Takeaway: Find a lender that offers loans designed for your specific needs.
Shop around for the best personal loan rates
Avoid settling for the first offer you receive; instead, take some time and shop around for the best possible interest rate. Compare several lenders and loan types to get an idea of what you qualify for.
You can generally find personal loan offers from banks, credit unions and online lenders. If you’ve been a longtime account holder with your bank or credit union, consider checking there first. Often, showing that you’ve made positive financial choices for years means your bank or credit union may be willing to look past recent credit missteps or give you a better rate.

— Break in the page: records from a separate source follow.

Issue #7443, opened 2026-03-12
`t1004-kvs-namespace.t` reports leaks with `FLUX_TEST_VALGRIND`


grondo:
This one was not an obvious fix to me, so opening an issue for future reivew.

```console
$ FLUX_TEST_VALGRIND=t ./t1004-kvs-namespace.t -d -v
[snip]
==1775854== 239 (144 direct, 95 indirect) bytes in 1 blocks are definitely lost in loss record 8 of 14
==1775854==    at 0x491C560: calloc (vg_replace_malloc.c:1675)
==1775854==    by 0xAC9A7C7: lookup_create (lookup.c:532)
==1775854==    by 0xAC9628F: lookup_common.constprop.0 (kvs.c:1286)
==1775854==    by 0xAC97633: lookup_request_cb (kvs.c:1393)
==1775854==    by 0x4974D2B: call_handler (msg_handler.c:321)
==1775854==    by 0x49750A7: dispatch_message (msg_handler.c:357)
==1775854==    by 0x49750A7: handle_cb (msg_handler.c:450)
==1775854==    by 0x49B42B3: ev_invoke_pending (ev.c:3770)
==1775854==    by 0x49B7B1B: ev_run (ev.c:4190)
==1775854==    by 0x497324F: flux_reactor_run (reactor.c:91)
==1775854==    by 0xAC98703: mod_main (kvs.c:2873)
==1775854==    by 0x4012983: module_thread (module_thread.c:142)
==1775854==    by 0x4C1B9F3: start_thread (pthread_create.c:448)
==1775854==
==1775854== LEAK SUMMARY:
==1775854==    definitely lost: 144 bytes in 1 blocks
==1775854==    indirectly lost: 95 bytes in 4 blocks
==1775854==      possibly lost: 0 bytes in 0 blocks
==1775854==    still reachable: 22,009 bytes in 58 blocks
==1775854==         suppressed: 0 bytes in 0 blocks
```

chu11:
ugh, the corner case is you do a kvs lookup on a namespace that has been removed.  So the error path goes down the "namespace root" lookup path, vs the "value lookup" path.   Doesn't destroy something that is managed by the "value lookup path".

Should be extremely rare in production use cases, but not in this file's testing.   Lemme think of best way to refactor things.

Issue #7442, opened 2026-03-12
testsuite: "flux update" can be racy in tests


chu11:
Per some discussion in https://github.com/flux-framework/flux-core/pull/7441 several tests appear to be racy due to `flux update`.  It can be inherently racy b/c updates do not "propogate" immediately (there is event batch in `job-manager`, that batch then writes to the eventlog per period, then any eventlog watchers have to wait for the watcher to receive the update, etc.)

Minimally there appears to be raciness in

t2233 - `job-info: update watch works with jobspec` 
t2220 - `flux job info applies resource updates`

although there might be others out there.

chu11:
Generally stuff that uses `flux update` and then checks if the update has propagated needs to have some raciness protected with `test_wait_until()` or perhaps `flux job wait-event` (or similar).  In some cases other things protect against it, as an example this test in t2291-job-update-queue

```
test_expect_success 'updates are reenabled' '                                                                                               
        flux update $jobid queue=batch &&                                                                                                   
        flux cancel $jobid &&                                                                                                               
        flux job wait-event $jobid clean &&                                                                                                 
        flux job eventlog $jobid \                                                                                                          
          | grep jobspec-update \                                                                                                           
          | grep attributes.system.queue=\"batch\"                                                                                          
'                                         
```

The wait for the job to become inactive from the cancel ensures the previous update has propagated.  But a comment might be nice here to explain that.

Others found via analysis (along w/ some old comments):

t2230 - 'flux job info applies jobspec updates'
t2260 - `# N.B. in future, may wish to do test via a `flux update` or similar tool`
t2230 - `# N.B. In future may wish to update expiration via `flux update` tool`
t2291 - `update to batch queue works`, `update of duration allows queue update`, `update from queue with no constraints works`, `update to queue with no constraints works`, 
t2290 - `update of duration of pending job works`, `instance owner can adjust duration past limits`, `guest update of their own job works`, `instance owner can adjust duration past limits`, `instance owner can adjust guest job duration past limits`, `instance owner can adjust guest job duration past limits`, `adjust duration so future tests pass validation`, `now update of attributes.system.test works`, `multiple keys can be updated successfully`

side note: I believe all tests in `t2292-job-update-running.t` are safe b/c they get data from the job-manager or use wait-event.

grondo:
[...]

PR #7445, opened 2026-03-12
fix resource leaks and flaky tests found when running the testsuite under valgrind

grondo:
I ran all sharness tests under valgrind with
```console
$ flux bulksubmit -n1 -c5 --watch --progress --env=FLUX_TEST_VALGRIND=t -o pty ./{} -d -v ::: t[0-9]*.t
```
There were about 13 or 14 test failures on the first run .

This PR is a set of fixes that include both test reliability updates and actual memory leak fixes.

There is one remaining failure described in #7443, since it was the only one that wasn't immediately obvious.
Fixes for #7442 are also left for after this PR.

### DIFF
--- a/src/common/libjob/count.c
+++ b/src/common/libjob/count.c
@@ -112,14 +112,14 @@ struct count *count_create (json_t *json_count,
     count->isrange = true;
     return count;
 error:
-    free (count);
+    count_destroy (count);
     return NULL;
 }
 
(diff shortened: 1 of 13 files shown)


garlick (approved):
Woah, awesome, many good finds here!

grondo:
Thanks! Setting MWP.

Some online lenders also allow you to get prequalified with a soft credit check, which won’t impact your credit score. Check with the lenders you are considering to see if they offer a prequalification process. Utilize this option to get a full understanding of the rates available to you.
Lenders that don’t offer a prequalification process will typically run hard credit inquiries as part of the loan application process. To limit the effect of hard inquiries on your credit score, it’s best to do your rate shopping within 45 days to count them as a single inquiry for credit-scoring purposes.
Takeaway: Don’t settle for the first offer you receive. Compare several lenders and loan types and check for a prequalification option before applying to avoid an impact on your credit.